- **RECORDS SHOWN**:
────────
PR #4113, opened 2025-06-12
Add transcript entries sanitization

MiSikora:
## Description

This PR adds transcript sanitization logic. Currently, it addresses the following issues:
- Excessive white space in the text.
- Sentences split across multiple entries. Transcripts can appear like the example below. We need to detect and concatenate such strings to improve readability. Some logic for this already exists, but it is as exhaustive and isn't applied across all types of transcripts.
```
Some start of a sentence

that is continued here. But now we have a new one

That goes here. So what should we do? We need to join them.
```
- Grouping utterances by the same speaker. This works in combination with sentence detection.
- Filtering out empty entries.

> [!note]
> Sentence detection heuristics aren't perfect, as they don't account for characters like the [Japanese Full Stop](https://www.compart.com/en/unicode/U+3002). And possibly multitude of edge cases. However, this is still an improvement over the current implementation, which handles only `.`, `!`, and `?`.

## Testing Instructions

I already tested it locally with some transcripts but for now code review should be enough. Once I integrate it with our code we can verify it further before merging the integration.

## Checklist

### DIFF
--- a/modules/services/repositories/src/main/java/au/com/shiftyjelly/pocketcasts/repositories/transcript/TranscripSanitization.kt
+++ b/modules/services/repositories/src/main/java/au/com/shiftyjelly/pocketcasts/repositories/transcript/TranscripSanitization.kt
@@ -5,6 +5,7 @@ import au.com.shiftyjelly.pocketcasts.models.to.TranscriptEntry
 internal fun List<TranscriptEntry>.sanitize() = map(TranscriptEntry::compactWhiteSpace)
     .joinSplitSentences()
     .joinConsecutiveSpeakers()
+    .removeRepeatedSpeakers()
     .map(TranscriptEntry::trim)
     .filter(TranscriptEntry::isNotEmpty)
 
@@ -109,6 +110,24 @@ private fun List<TranscriptEntry>.joinConsecutiveSpeakers(): List<TranscriptEntr
         entries += TranscriptEntry.Speaker(names)
     }
     return entries
+}
+
+private fun List<TranscriptEntry>.removeRepeatedSpeakers(): List<TranscriptEntry> {
+    var lastSpeaker: String? = null
+    return mapNotNull { entry ->
+        when (entry) {
+            is TranscriptEntry.Speaker -> {
+                if (lastSpeaker != entry.name) {
+                    lastSpeaker = entry.name
+                    entry
+                } else {
+                    null
+                }
+            }
+
+            is TranscriptEntry.Text -> entry
+        }
+    }
 }
 
 private fun TranscriptEntry.trim() = when (this) {
--- a/modules/services/repositories/src/main/java/au/com/shiftyjelly/pocketcasts/repositories/transcript/TranscripSanitization.kt
+++ b/modules/services/repositories/src/main/java/au/com/shiftyjelly/pocketcasts/repositories/transcript/TranscripSanitization.kt
@@ -24,7 +24,7 @@ private fun TranscriptEntry.compactWhiteSpace() = when (this) {
 }
 
 private val AnyWhiteSpace = """\s+""".toRegex()
-private val TwoOrMoreEmptySpaces = """[ \t]+""".toRegex()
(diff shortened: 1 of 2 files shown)


dangermattic:
<table>
  <thead>
    <tr>
      <th width="50"></th>
          1 Warning
      </th>
     </tr>
  </thead>
  <tbody>
    <tr>
      <td>:warning:</td>
    </tr>
  </tbody>
</table>

</p>

modules/services/repositories/src/main/java/au/com/shiftyjelly/pocketcasts/repositories/transcript/TranscripSanitization.kt
```diff
@@ -0,0 +1,179 @@
...
+    is TranscriptEntry.Text -> {
+        val newValue = value
+            .replace(TwoOrMoreEmptySpaces, " ")
+            .replace(ThreeOrMoreNewLines, "\n\n")
+        copy(value = newValue)
+    }
+}
+
+private val AnyWhiteSpace = """\s+""".toRegex()
+private val TwoOrMoreEmptySpaces = """[ \t]+""".toRegex()
```
sztomek: ❓ afaik `\s` represents a single whitespace (tab included) while `\t` matches only on tabs. I was wondering why haven't you defined it as `\s{2,}` ?

modules/services/repositories/src/main/java/au/com/shiftyjelly/pocketcasts/repositories/transcript/TranscripSanitization.kt
```diff
@@ -0,0 +1,179 @@
...
+private fun TranscriptEntry.isNotEmpty() = when (this) {
+    is TranscriptEntry.Speaker -> name.isNotEmpty()
+    is TranscriptEntry.Text -> value.isNotEmpty()
+}
+
+fun String.endsAsSentence(): Boolean {
+    return EndOfSentencePunctuation.any { punctuation -> endsWith(punctuation) }
+}
+
+private val EndOfSentencePunctuation = listOf(
```
sztomek, line 147: ❓ Are you sure that this is an exhaustive set? I mean they look reasonable to me, but I'm not convinced that we may not find more ending characters (e.g. in some foreign languages).

sztomek (approved):

modules/services/repositories/src/main/java/au/com/shiftyjelly/pocketcasts/repositories/transcript/TranscripSanitization.kt
MiSikora: I'm certain it's not. I wrote more about it in the PR's description.

modules/services/repositories/src/main/java/au/com/shiftyjelly/pocketcasts/repositories/transcript/TranscripSanitization.kt
MiSikora: I'm not sure I understand the question. Are you asking why `[ \t]+` over `\s{2,}`? You're correct about `{2,}` instead of `+` and I'll fix that. But `\s` wouldn't be correct as it would account for new lines as well.

modules/services/repositories/src/main/java/au/com/shiftyjelly/pocketcasts/repositories/transcript/TranscripSanitization.kt
sztomek: oh, really. my bad 😓

modules/services/repositories/src/main/java/au/com/shiftyjelly/pocketcasts/repositories/transcript/TranscripSanitization.kt
sztomek: > `\s` wouldn't be correct as it would account for new lines as well.

Ah, you're right. In that case `[ \t]{2,}` would be the way to go.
────────
- **WHAT IS REQUIRED**:
Check every line above for the string "when" and copy those that have it.

- **RESPONSE TO THE TASK**:
+        when (entry) {
 private fun TranscriptEntry.trim() = when (this) {
@@ -24,7 +24,7 @@ private fun TranscriptEntry.compactWhiteSpace() = when (this) {
+private fun TranscriptEntry.isNotEmpty() = when (this) {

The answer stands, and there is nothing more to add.